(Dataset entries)
Issue #8769, opened 2022-08-02
Native designs: Replacing placeholders for "missing" assets


anitaschiller:
## Type of issue

Question

## Description

While testing the new native creative implementation (https://docs.prebid.org/prebid/native-implementation.html), we realized that a prebid native ##macro## only gets replaced if a corresponding asset is sent. 

If the bidder e.g. doesn't send a value for `body` which would replace the `##hb_native_body##` placeholder, the string `##hb_native_body##` will be inserted in the HTML template. 

I suppose that when the native template calls `renderNativeAd(pbNativeTagData)` (with `pbNativeTagData.requestAllAssets` set to `true`), the function below is responsible to answer that request?

https://github.com/prebid/Prebid.js/blob/f0596c4366fc3cb5b12b28ea44af8b54c9b6bbc9/src/native.js#L228-L255

That would mean that a key-value pair for `body` only gets pushed in the `message.assets` array if `body` is part of `adObject.native`. If it's not, the placeholder won't be replaced.

## Question
So what exactly is the purpose of setting `requestAllAssets` to true? 😊 I'm sure there were a lot of thoughts behind this! 

## Wished behavior
We were hoping being able to use the `:empty` selector in our native design's CSS in order to set a HTML element to `display: none` in case the bidder didn't send a value that can be inserted instead of the placeholder. That - however - only works if the placeholder was replaced by an empty string.

Thank you for your help!!

PR #8773, opened 2022-08-03
Prebid Core: Replace missing native asset placeholders

anitaschiller:
## Type of change

- [x] Bugfix
- [ ] Feature
- [ ] New bidder adapter   
- [ ] Build related changes
- [ ] CI related changes
- [ ] Other

## Description of change

See the following issue: https://github.com/prebid/Prebid.js/issues/8769 
When setting `requestAllAssets` to false, missing assets are now replaced by an empty string instead of `undefined`. 

```
{
  bidder: '<bidder name>',
  params: {
    // ...
  }
}
```


dgirardi:
IMO this should be addressed from the PUC, but I have to admit that I have a hard time understanding native - so I'm not sure.

I know that it's possible to use custom renderers so I'm afraid that this might be a breaking change? because I can imagine some implementations for which it's useful to distinguish between an asset that is missing and one that is an empty string. It seems safer to me to put that fallback in the renderer (PUC in our case).

muuki88:
@dgirardi we decided to go for prebid.js, because this were the incoming bid data is processed and the simplest way to add defaults. However it's probably better to make this configurable to make it configurable like the `requestAllAssets` boolean.

E.g.

```html
<script src="https://cdn.jsdelivr.net/npm/prebid-universal-creative@latest/dist/native-render.js"></script>
<script>
    var pbNativeTagData = {};
    pbNativeTagData.pubUrl = "%%PATTERN:url%%";     // GAM specific
    pbNativeTagData.adId = "%%PATTERN:hb_adid%%";   // GAM specific
    // if you're using 'Send All Bids' mode, you should use %%PATTERN:hb_adid_BIDDER%%
    pbNativeTagData.requestAllAssets = false;
    
    // 
    pbNativeTagData.fallbackAssetValue = '';
    window.pbNativeTag.renderNativeAd(pbNativeTagData);
</script>
```

From https://docs.prebid.org/prebid/native-implementation.html

So we would extend this in PUC

https://github.com/prebid/prebid-universal-creative/blob/259030726f486f161995908688f360a8befdecf1/src/nativeAssetManager.js#L190-L196

to send the `fallbackValue` along. The `native.js` would then be able to access the fallbackValue.

https://github.com/prebid/Prebid.js/blob/dd3267dcbef849ea9ddb509967f95711e9f585d0/src/native.js#L386-L391

> but I have to admit that I have a hard time understanding native - so I'm not sure.

If you like, we can talk about this :smile:

dgirardi:
If we involve the PUC, it can manage the fallbackValue all by itself - I don't think it needs to bounce it off Prebid. It would just need to say `replace macro with the asset value, or fallbackValue if the asset value is undefined`. I think it would also be perfectly sensible to always have have a fallback of `''` in the PUC (without defining a new `fallbackValue` parameter), because I do not see how it is advantageous to show "undefined" in the rendered template. I am just unsure about doing it up here in Prebid because I do not know if any custom renderers would be affected.

muuki88:
True that _custom renderers_ maybe check of `undefined` specifically instead of `falsy` value.

In PUC it would be this code here: https://github.com/prebid/prebid-universal-creative/blob/259030726f486f161995908688f360a8befdecf1/src/nativeAssetManager.js#L340-L345

We would essentially 

1. replace all placeholders with the incoming assets
2. `scanForPlaceholders` and replace those with empty strings

```js
    (assets || []).forEach(asset => {
      const flag = (typeof win.pbNativeData !== 'undefined');
      const searchString = (adId && !flag) ? `${NATIVE_KEYS[asset.key]}:${adId}` : ((flag) ? '##'+`${NATIVE_KEYS[asset.key]}`+'##' : `${NATIVE_KEYS[asset.key]}`);
      const searchStringRegex = new RegExp(searchString, 'g');
      html = html.replace(searchStringRegex, asset.value);
    });
    
    // roughly like this
    scanForPlaceholders().forEach(placeholder => {
      html = html.replace(placeholder, '');
    })
```

anitaschiller:
I now implemented the replacement of missing assets in the PUC like @muuki88 suggested --> [PR](https://github.com/prebid/prebid-universal-creative/pull/171).

Thanks for checking!

anitaschiller:
@dgirardi I opened a new PR in the PUC: https://github.com/prebid/prebid-universal-creative/pull/171.
What do you think about this solution?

» **WHAT IS REQUIRED**: Using the data above, restate word for word the lines from its opening line through the line that contains "## Question", and no more.

» **OUTPUT FOR THIS TASK**:
Issue #8769, opened 2022-08-02
Native designs: Replacing placeholders for "missing" assets


anitaschiller:
## Type of issue

Question

## Description

While testing the new native creative implementation (https://docs.prebid.org/prebid/native-implementation.html), we realized that a prebid native ##macro## only gets replaced if a corresponding asset is sent. 

If the bidder e.g. doesn't send a value for `body` which would replace the `##hb_native_body##` placeholder, the string `##hb_native_body##` will be inserted in the HTML template. 

I suppose that when the native template calls `renderNativeAd(pbNativeTagData)` (with `pbNativeTagData.requestAllAssets` set to `true`), the function below is responsible to answer that request?

https://github.com/prebid/Prebid.js/blob/f0596c4366fc3cb5b12b28ea44af8b54c9b6bbc9/src/native.js#L228-L255

That would mean that a key-value pair for `body` only gets pushed in the `message.assets` array if `body` is part of `adObject.native`. If it's not, the placeholder won't be replaced.

## Question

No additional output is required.